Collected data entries
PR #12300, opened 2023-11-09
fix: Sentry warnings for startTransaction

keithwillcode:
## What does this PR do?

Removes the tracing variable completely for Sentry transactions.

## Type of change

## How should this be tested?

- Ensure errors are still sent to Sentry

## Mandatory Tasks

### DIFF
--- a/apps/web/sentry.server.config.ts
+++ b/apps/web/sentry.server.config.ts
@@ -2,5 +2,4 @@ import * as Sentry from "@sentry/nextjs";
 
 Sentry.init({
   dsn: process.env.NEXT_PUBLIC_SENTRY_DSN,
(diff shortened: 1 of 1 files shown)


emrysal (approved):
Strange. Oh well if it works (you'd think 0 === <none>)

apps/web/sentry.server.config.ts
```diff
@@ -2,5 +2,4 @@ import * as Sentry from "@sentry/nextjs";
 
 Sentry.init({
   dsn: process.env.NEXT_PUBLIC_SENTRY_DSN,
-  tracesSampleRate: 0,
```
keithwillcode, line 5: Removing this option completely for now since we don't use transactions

### PROMPT
Using the data above, report the number of lines that contain the string "this", and only that number.

### COMPLETED TASK
3